# Photoshop Dogs!



## BedlamBully (Jun 6, 2008)

So I've been getting back into using photoshop a lot and been playing with a few pics. 
SO if you got em lets see your photoshop'd dogs!

Stunna' Sway









Feild of Pink









Dark colors









Hiding


----------



## pitbullgirl22 (Jul 27, 2008)

That hiding one is really cool looking.


----------



## chic4pits (Aug 25, 2008)

aww i like the pink one..just cuz pink is my favoritest color ever! (yes, sorry guys i'm about as girly as you can get..but i'm one of the biggest tomboys u'll ever meet) and yes, it's possible! i'm here! *rolls laughing*


----------



## MPRO112 (Aug 6, 2008)

I like Sway with his Stunna' Shades on...pink grass is hot too


----------



## OldFortKennels (Mar 10, 2006)

My wife did this one of Rebel


----------



## BedlamBully (Jun 6, 2008)

Ooo he looks all wolfish!


----------



## Marty (Dec 10, 2005)

I'm sure you'll have seen the ones of Lilbit...


----------



## BedlamBully (Jun 6, 2008)

LMFAO those are great Marty


----------



## Patch-O-Pits (Jan 12, 2008)

Cool picts everyone.
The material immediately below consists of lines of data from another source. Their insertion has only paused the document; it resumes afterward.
Issue #275, opened 2019-01-20
[TypeScript] Context type with ssm middleware injecting in context


JuHwon:
I would like to use the ssm middleware to inject parameters into context like the following

```typescript
export const handler = middy(handlerFunction)
    .use(ssm({
        cache: true,
        cacheExpiryInMillis: 3 * 60 * 1000,
        setToContext: true,
        names: {
            user_table: '/nobox/dev/user_table'
        }
    }))
```

When  using typescript i am not allowed to access `context.user_table` since it is not defined in the `Context` type of the aws-lambda types package obviously. 

So i thought to enhance the context interface like that:

```typescript
interface HandlerContext extends Context { user_table: string }
type HandlerFunction = (event: APIGatewayProxyEvent, context: HandlerContext) => Promise<APIGatewayProxyResult>

const handlerFunction: HandlerFunction = async (event, context) => {
    console.log("user_table: ", context.user_table)
    return {
        statusCode: 500,
        body: JSON.stringify({ message: "Not Implemented yet." })
    }
}
```

Though when doing that i do get the following typescript error at `middy(handlerfunction)`
```
Argument of type 'HandlerFunction' is not assignable to parameter of type 'Handler<any, any> | AsyncHandler'.
  Type 'HandlerFunction' is not assignable to type 'Handler<any, any>'.
    Types of parameters 'context' and 'context' are incompatible.
      Property 'user_table' is missing in type 'Context' but required in type 'HandlerContext'.
```

The only fix i came up with is `middy(handlerFunction as unknown as APIGatewayProxyHandler)` which kinda feels wrong ¯\_(ツ)_/¯

Is there any better solution? I guess i am not the only one using the ssm middleware with context and typescript.

lmammino:
Hello @JuHwon, would you like to submit a PR with this fix? :)

pocesar:
the typings should rely on using generics, I tried adding them but they might break some people that are relying on non generic types like

```ts
declare type AsyncHandler<T, R> = ((event: T, context: Context, callback: Callback<R>) => void) | ((event: T, context: Context) => Promise<R>);
declare const middy: <C extends AsyncHandler<T extends infer T ? T : any, R extends infer R ? R : any>, T = APIGatewayProxyEvent, R = APIGatewayProxyResult>(handler: C) => middy.IMiddy<T, R>;
```
defaulting to API gateway (guess that's what most people use with serverless)

pocesar:
[...]

PR #283, opened 2019-02-02
Typescript typesafe, guards and generics

pocesar:
As per #275, it's a breaking change for people using Typescript, but it's as safe as it gets. the usage is 

```ts
import { APIGatewayProxyHandler, Context } from 'aws-lambda'

interface CustomContext extends Context {
  haha?: boolean // needs ? because doesn't exist in original context when TS tries to infer the type
}

const get = middy<APIGatewayProxyHandler>( async (event, context: CustomContext) => {
  return {
    statusCode: 200,
    body: ''
  }
}).use(cors()).after((s, next) => { s.context; next() })
```

since it's a breaking change (for the types only), renamed the interfaces to force people rewrite it

custom data on "event" would then be:

```ts
import { Handler, APIGatewayProxyEvent, Context } from 'aws-lambda'

middy<Handler<APIGatewayProxyEvent & { extra: string, field: string }, {}>>( async (event, context: CustomContext) => {
  event.extra
  event.field
  return {
  }
})
```
this way, the event can append data from middlewares that modify the event object, like `httpContentNegotiation` for example, that adds `preferredEncoding`, etc, to the event

### DIFF
--- a/index.d.ts
+++ b/index.d.ts
@@ -1,41 +1,56 @@
-import { Callback, Context, Handler, ProxyResult } from 'aws-lambda';
+import {
+  Callback,
+  Context,
+  Handler
+} from 'aws-lambda';
 
-type AsyncHandler = (event: any, context: Context) => Promise<ProxyResult | object>;
+declare type EventType<T> =
+  T extends (event: infer EventArgType, context: Context, callback: Callback<any>) => void ? EventArgType :
+  T extends (event: infer EventArgType, context: Context) => Promise<any> ? EventArgType :
+  never;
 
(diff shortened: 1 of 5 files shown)


lmammino:
Thank @pocesar :)

Gonna version bump and get this merged.

pocesar:
sure, is the API the same?

lmammino:
Regarding TypeScript there shouldn't be any difference. Big change is in term of repo structure, it's a *monorepo* where every middleware will be published in its own package. Let me know if you have any trouble in figuring out the new structure.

I don't have photoshop; so I don't get to play


----------



## sarallyn (Aug 17, 2008)

justa few I did when I was bored;


----------



## BedlamBully (Jun 6, 2008)

Patch-O-Pits said:


> Cool picts everyone. I don't have photoshop; so I don't get to play


You can steal it off Limewire.......I mean what?


----------



## American_Pit13 (Apr 23, 2007)

BedlamBully said:


> You can steal it off Limewire.......I mean what?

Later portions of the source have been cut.